- _WHAT IS BEING ASKED_
Search the entries for the word "length". Copy every line that holds it.

- _DATA FOR PROCESSING_
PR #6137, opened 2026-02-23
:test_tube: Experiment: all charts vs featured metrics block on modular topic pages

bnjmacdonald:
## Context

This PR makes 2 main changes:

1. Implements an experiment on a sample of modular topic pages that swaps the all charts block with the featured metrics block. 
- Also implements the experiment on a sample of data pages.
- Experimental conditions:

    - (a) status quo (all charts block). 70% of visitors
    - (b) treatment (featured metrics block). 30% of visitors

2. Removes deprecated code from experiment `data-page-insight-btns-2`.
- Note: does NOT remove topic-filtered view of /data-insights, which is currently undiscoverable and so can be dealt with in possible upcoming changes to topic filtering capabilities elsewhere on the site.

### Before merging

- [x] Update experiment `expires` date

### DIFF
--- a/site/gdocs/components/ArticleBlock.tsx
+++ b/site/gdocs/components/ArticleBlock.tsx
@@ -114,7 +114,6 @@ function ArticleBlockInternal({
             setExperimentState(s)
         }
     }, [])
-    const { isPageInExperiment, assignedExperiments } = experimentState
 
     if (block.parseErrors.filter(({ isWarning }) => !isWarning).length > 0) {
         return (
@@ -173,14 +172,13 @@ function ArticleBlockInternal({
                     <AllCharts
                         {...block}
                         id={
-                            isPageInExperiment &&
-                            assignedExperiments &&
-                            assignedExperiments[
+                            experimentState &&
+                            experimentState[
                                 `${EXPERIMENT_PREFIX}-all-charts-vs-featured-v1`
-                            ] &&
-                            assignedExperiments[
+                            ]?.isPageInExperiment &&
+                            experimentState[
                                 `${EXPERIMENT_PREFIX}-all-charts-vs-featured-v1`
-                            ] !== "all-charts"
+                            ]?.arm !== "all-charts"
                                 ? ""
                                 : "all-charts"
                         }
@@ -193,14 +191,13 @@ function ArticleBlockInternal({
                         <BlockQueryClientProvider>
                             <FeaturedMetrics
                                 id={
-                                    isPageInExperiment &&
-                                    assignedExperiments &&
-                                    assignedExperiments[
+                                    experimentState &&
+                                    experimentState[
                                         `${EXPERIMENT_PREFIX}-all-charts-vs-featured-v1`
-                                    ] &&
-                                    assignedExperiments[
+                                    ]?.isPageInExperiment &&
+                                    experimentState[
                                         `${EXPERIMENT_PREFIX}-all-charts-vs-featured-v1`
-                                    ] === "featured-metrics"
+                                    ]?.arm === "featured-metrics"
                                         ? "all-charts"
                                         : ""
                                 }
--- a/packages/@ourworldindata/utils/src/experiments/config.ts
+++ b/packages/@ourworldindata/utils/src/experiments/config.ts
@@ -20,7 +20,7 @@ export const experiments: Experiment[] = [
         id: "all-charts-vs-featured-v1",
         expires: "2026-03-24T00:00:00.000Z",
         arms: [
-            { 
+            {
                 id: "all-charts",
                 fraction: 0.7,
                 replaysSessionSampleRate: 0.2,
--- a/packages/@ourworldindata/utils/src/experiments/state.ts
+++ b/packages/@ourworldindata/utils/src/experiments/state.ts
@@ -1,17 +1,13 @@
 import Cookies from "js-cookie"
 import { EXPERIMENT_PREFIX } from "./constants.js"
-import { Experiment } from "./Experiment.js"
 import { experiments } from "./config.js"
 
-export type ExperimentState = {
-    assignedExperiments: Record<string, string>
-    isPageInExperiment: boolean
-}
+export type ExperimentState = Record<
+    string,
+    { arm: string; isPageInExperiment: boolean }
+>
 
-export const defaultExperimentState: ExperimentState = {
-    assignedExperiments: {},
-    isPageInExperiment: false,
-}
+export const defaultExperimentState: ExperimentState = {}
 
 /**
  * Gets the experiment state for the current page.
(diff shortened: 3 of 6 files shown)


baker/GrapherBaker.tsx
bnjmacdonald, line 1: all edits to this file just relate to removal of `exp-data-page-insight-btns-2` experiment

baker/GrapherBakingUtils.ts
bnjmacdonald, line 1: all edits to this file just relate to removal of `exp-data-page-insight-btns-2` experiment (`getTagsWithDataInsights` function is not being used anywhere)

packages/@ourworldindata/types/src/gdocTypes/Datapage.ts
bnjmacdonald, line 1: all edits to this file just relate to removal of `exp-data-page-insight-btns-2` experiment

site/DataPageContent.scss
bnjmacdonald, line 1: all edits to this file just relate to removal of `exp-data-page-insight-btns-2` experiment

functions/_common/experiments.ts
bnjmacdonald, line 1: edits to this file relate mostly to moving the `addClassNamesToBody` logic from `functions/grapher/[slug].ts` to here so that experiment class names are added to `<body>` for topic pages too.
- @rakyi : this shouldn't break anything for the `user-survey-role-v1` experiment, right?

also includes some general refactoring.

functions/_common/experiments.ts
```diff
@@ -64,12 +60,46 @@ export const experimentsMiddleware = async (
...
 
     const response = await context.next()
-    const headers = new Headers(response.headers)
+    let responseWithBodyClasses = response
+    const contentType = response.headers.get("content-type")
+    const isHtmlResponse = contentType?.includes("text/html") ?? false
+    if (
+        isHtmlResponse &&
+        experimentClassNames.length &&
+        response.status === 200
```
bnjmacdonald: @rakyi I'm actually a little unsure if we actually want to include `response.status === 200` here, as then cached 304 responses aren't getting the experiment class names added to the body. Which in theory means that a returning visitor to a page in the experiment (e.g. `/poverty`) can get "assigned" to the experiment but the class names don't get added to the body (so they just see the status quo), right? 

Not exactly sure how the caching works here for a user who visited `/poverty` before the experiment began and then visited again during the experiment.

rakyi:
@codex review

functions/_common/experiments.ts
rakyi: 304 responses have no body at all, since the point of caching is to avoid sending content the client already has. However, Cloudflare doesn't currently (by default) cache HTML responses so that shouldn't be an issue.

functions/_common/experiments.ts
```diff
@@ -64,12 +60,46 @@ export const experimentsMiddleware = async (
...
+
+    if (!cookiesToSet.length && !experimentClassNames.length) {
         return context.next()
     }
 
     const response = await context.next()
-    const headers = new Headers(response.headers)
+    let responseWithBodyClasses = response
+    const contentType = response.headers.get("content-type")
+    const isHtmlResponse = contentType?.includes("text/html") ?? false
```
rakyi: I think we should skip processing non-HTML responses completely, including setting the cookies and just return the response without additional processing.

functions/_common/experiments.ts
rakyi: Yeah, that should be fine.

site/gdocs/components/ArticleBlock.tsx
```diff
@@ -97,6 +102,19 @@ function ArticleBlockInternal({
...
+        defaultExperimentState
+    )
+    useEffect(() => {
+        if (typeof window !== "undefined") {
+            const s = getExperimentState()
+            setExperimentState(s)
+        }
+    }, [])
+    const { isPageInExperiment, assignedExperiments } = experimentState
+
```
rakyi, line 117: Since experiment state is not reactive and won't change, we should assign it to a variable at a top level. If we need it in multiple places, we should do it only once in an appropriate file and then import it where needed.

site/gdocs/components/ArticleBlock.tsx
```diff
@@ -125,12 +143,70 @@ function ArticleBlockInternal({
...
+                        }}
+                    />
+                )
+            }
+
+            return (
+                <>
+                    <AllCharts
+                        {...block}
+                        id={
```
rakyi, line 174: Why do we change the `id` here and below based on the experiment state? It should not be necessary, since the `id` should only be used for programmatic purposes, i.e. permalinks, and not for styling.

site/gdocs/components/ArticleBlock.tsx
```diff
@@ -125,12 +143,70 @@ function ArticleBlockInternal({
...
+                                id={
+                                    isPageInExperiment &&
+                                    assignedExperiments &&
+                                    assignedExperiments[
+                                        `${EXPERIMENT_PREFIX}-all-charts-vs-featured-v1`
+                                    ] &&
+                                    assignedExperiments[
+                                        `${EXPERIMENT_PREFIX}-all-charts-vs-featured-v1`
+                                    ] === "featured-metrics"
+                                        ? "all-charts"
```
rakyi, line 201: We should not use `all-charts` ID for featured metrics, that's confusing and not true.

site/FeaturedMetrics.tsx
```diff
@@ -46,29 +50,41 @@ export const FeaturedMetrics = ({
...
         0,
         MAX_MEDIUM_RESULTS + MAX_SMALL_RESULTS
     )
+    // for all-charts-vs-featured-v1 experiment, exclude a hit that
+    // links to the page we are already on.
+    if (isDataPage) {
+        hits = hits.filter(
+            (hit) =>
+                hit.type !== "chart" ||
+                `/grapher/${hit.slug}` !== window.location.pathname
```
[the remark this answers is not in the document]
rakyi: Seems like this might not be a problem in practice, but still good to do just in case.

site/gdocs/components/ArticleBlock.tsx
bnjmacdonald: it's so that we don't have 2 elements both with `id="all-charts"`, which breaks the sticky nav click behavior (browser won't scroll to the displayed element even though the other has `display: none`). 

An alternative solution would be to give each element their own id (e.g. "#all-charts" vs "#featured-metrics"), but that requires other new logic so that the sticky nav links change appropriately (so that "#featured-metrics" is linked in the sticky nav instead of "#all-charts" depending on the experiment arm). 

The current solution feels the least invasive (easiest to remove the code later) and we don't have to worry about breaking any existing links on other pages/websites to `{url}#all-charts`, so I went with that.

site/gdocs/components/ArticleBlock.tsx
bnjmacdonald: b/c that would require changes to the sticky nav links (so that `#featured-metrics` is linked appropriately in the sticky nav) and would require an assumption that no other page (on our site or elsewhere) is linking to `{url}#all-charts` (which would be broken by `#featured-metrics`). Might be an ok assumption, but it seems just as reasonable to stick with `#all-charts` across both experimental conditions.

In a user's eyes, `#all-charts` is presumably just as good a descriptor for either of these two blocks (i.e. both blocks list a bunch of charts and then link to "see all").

- _SOLUTION TO THE EXERCISE_
     if (block.parseErrors.filter(({ isWarning }) => !isWarning).length > 0) {
+        experimentClassNames.length &&
+    if (!cookiesToSet.length && !experimentClassNames.length) {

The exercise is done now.